No project description provided
Project description
AWS Glue Workflow Analyzer
AWS Glue Workflow Analyzer is a Python tool designed to streamline the analysis and debugging of AWS Glue workflows. By leveraging AWS services such as Glue and CloudWatch Logs, this tool provides detailed insights into workflow executions, helping you identify and troubleshoot errors efficiently.
Table of Contents
- AWS Glue Workflow Analyzer
Features
- AWS Client Management: Initialize and manage AWS Glue and CloudWatch Logs clients with robust error handling.
- Step Details Collection: Gather detailed execution data for each step in a workflow, including errors and affected tables.
- Error Context Retrieval: Retrieve relevant error logs from CloudWatch, pinpointing the root cause of failures.
- Workflow Run Retrieval: Fetch and filter workflow runs from AWS Glue within a specified time range.
- Table Analysis: Identify tables affected by workflow failures using a depth-first search (DFS) on the workflow graph.
- Output Management: Save analysis results in JSON or CSV format for easy sharing and review.
- Rich Logging: Enhanced logging with the Rich library for better readability and debugging.
- Command-Line Interface (CLI): Easy-to-use CLI for analyzing workflows and generating reports.
Installation
Prerequisites
- Python 3.7 or higher
- AWS credentials configured (via AWS CLI, environment variables, or IAM roles)
Install from PyPI
pip install aws-glue-workflow-analyzer
Install from Source
Clone the repository and install the dependencies:
git clone https://github.com/victor-mariano-leite/aws_glue_workflow_analyzer.git
cd aws_glue_workflow_analyzer
pip install .
Usage
The AWS Glue Workflow Analyzer can be used to analyze workflows, identify errors, and generate detailed reports. You can run the tool directly from the command line.
Example
gwfa -w my-glue-workflow -d 7 -o output.json -f json
This command analyzes the my-glue-workflow
for the past 7 days, saving the results in JSON format to output.json
.
Command-Line Interface
The CLI provides a simple interface to interact with the AWS Glue Workflow Analyzer.
Options
-w
,--workflows
: List of AWS Glue workflows to analyze (required).-d
,--days
: Number of days to look back for workflow runs (default: 30).-o
,--output
: File path to save the analysis results.-f
,--format
: Output format (json
orcsv
, default:json
).
Help Command
For detailed help, use:
gwfa --help
Configuration
AWS Credentials
Ensure that your AWS credentials are properly configured. The tool will use these credentials to access AWS Glue and CloudWatch Logs.
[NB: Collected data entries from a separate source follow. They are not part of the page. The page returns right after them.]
PR #1584, opened 2020-06-24
Display mongo command results in a single file

wwlorey:
Instead of creating a "result-x.json" file every time you execute a command, this creates one "Scrapbook-results.txt" file and appends each result to that. The results of `find` and `findOne` will still display in their own files.

I opted to use ".txt" instead of ".json" because the appended results won't always be valid json. 

After running "Execute All":
Screen Shot 2020-06-23 at 6 03 28 PM

Fixes https://github.com/microsoft/vscode-cosmosdb/issues/607
Depends on https://github.com/microsoft/vscode-azuretools/pull/758

### DIFF
--- a/src/mongo/MongoScrapbook.ts
+++ b/src/mongo/MongoScrapbook.ts
@@ -29,7 +29,7 @@ import { IMongoDocument, MongoDocumentTreeItem } from './tree/MongoDocumentTreeI
 const EJSON = require("mongodb-extended-json");
 
 const notInScrapbookMessage = "You must have a MongoDB scrapbook (*.mongo) open to run a MongoDB command.";
-const resultMap: Map<string, ReadOnlyContent> = new Map<string, ReadOnlyContent>();
+let defaultReadOnlyContent: ReadOnlyContent | undefined;
 
 export function getAllErrorsFromTextDocument(document: vscode.TextDocument): vscode.Diagnostic[] {
     const commands = getAllCommandsFromTextDocument(document);
@@ -137,9 +137,7 @@ async function executeCommand(context: IActionContext, command: MongoCommand, re
                 await ext.fileSystem.showTextDocument(docNode, { viewColumn: vscode.ViewColumn.Beside });
             } else {
                 const showOptions: vscode.TextDocumentShowOptions = { viewColumn: vscode.ViewColumn.Beside };
-                const label: string = 'Scrapbook-results';
-                const fullId: string = `${database.fullId}/${label}`;
-                readOnlyContent = readOnlyContent || resultMap.get(fullId);
+                readOnlyContent = readOnlyContent || defaultReadOnlyContent;
                 result += `${EOL}${EOL}`;
 
                 if (readOnlyContent) {
@@ -150,8 +148,9 @@ async function executeCommand(context: IActionContext, command: MongoCommand, re
                         await readOnlyContent.show(showOptions);
                     }
                 } else {
-                    readOnlyContent = await openReadOnlyContent({ label, fullId }, result, '.txt', showOptions);
-                    resultMap.set(fullId, readOnlyContent);
+                    const label: string = 'Scrapbook-results';
+                    const fullId: string = `${database.fullId}/${label}`;
+                    defaultReadOnlyContent = await openReadOnlyContent({ label, fullId }, result, '.txt', showOptions);
                 }
 
                 await refreshTreeAfterCommand(database, command, context);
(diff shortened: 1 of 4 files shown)


src/utils/vscodeUtils.ts
```diff
@@ -34,18 +35,36 @@ export async function showNewFile(data: string, fileName: string, fileExtension:
     const fullFileName: string | undefined = await getUniqueFileName(folderPath, fileName, fileExtension);
     uri = vscode.Uri.file(path.join(folderPath, fullFileName)).with({ scheme: 'untitled' });
     const textDocument = await vscode.workspace.openTextDocument(uri);
-    const editor = await vscode.window.showTextDocument(textDocument, column ? column > vscode.ViewColumn.Three ? vscode.ViewColumn.One : column : undefined, true);
+    const editor = await showTextDocument(textDocument, column);
     await writeToEditor(editor, data);
 }
 
-export async function writeToEditor(editor: vscode.TextEditor, data: string): Promise<void> {
+export async function createOrAppendToFile(data: string, fileName: string, fileExtension: string, column?: vscode.ViewColumn): Promise<void> {
```
EricJizbaMSFT, line 42: If you want to fix the save stuff, you could refactor [openReadonlyContent](https://github.com/microsoft/vscode-azuretools/blob/master/ui/src/openReadOnlyContent.ts) to support the `createOrAppend` scenario and use that

src/mongo/MongoScrapbook.ts
```diff
@@ -70,6 +73,8 @@ export function getAllCommandsFromTextDocument(document: vscode.TextDocument): M
 }
 
 async function executeCommands(context: IActionContext, commands: MongoCommand[]): Promise<void> {
+    clearResults = true;
+    isExecutingAll = true;
```
EricJizbaMSFT, line 77: What if you call `openReadOnlyContent` here and pass in `ReadOnlyContent` as an optional parameter to `executeCommand`. That way you know you always open a fresh read-only editor before you start an "Execute All" and I think that would allow you to get rid of all your file-scoped variables above

src/mongo/MongoScrapbook.ts
```diff
@@ -131,8 +136,24 @@ async function executeCommand(context: IActionContext, command: MongoCommand): P
                 const docNode = new MongoDocumentTreeItem(colNode, document);
                 await ext.fileSystem.showTextDocument(docNode, { viewColumn: vscode.ViewColumn.Beside });
             } else {
-                const viewColumn = vscode.window.activeTextEditor?.viewColumn;
-                await vscodeUtil.showNewFile(result, 'result', '.json', viewColumn ? viewColumn + 1 : undefined);
+                const showOptions: vscode.TextDocumentShowOptions = { viewColumn: vscode.ViewColumn.Beside };
+                const label: string = 'Scrapbook-results';
+                const fullId: string = `${database.fullId}/${label}`;
+                readOnlyContent = readOnlyContent || resultMap.get(fullId);
```
EricJizbaMSFT, line 142: Why do you need the `resultMap`? I thought it was only used for "Execute All", but that should be handled by passing in `readOnlyContent`

wwlorey: With the new "Execute All" implementation, `resultMap` is only used for appending each time plain old `executeCommand` is called (without passing in a value for `readOnlyContent`).

But it's overkill since that map would only ever have one item in it. I'll update it

src/mongo/MongoScrapbook.ts
```diff
@@ -131,8 +136,23 @@ async function executeCommand(context: IActionContext, command: MongoCommand): P
...
-                await vscodeUtil.showNewFile(result, 'result', '.json', viewColumn ? viewColumn + 1 : undefined);
+                const showOptions: vscode.TextDocumentShowOptions = { viewColumn: vscode.ViewColumn.Beside };
+                readOnlyContent = readOnlyContent || defaultReadOnlyContent;
+                result += `${EOL}${EOL}`;
+
+                if (readOnlyContent) {
+                    await readOnlyContent.append(result);
+
+                    // If the read only content isn't visible anymore, re-show it. Appending to a hidden document does not show it
+                    if (!(await readOnlyContent.isVisible())) {
```
EricJizbaMSFT, line 147: Should be able to get rid of this, too, since `openReadOnlyContent` was called at the beginning of "Execute All". If users click away from the output _while_ the commands are running, I feel like that's on them and we would just be annoying if we re-show it

wwlorey: The main reason I added that check is because if the output is closed, it won't be re-opened on its own when appending. So the results wouldn't be displayed in the case where `executeCommand` is called without `readOnlyContent`.

Should I not re-show in the "Execute All" case?

wwlorey: Per offline discussion: I misinterpreted part of the original issue, we don't want to append content to the output if a single command is run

Credentials can be set up via:
- AWS CLI:
aws configure
- Environment Variables:
AWS_ACCESS_KEY_ID
,AWS_SECRET_ACCESS_KEY
- IAM Roles: If running on an EC2 instance or another AWS service with an assigned role.
Logging Configuration
You can adjust the logging level using the LOG_LEVEL
environment variable:
export LOG_LEVEL=DEBUG
By default, the log level is set to INFO
.
Logging
The tool uses the Rich library to enhance log readability. Logs include timestamps, paths, and local variables for better traceability. Logs are essential for understanding the tool's operations, especially in production environments with limited access to real-time data.
Error Handling
The AWS Glue Workflow Analyzer includes robust error handling:
- CredentialsNotFoundError: Raised when AWS credentials are missing or incomplete.
- APIRequestError: Raised when an API request to AWS services fails.
- WorkflowConnectionError: Raised when a connection to AWS services cannot be established.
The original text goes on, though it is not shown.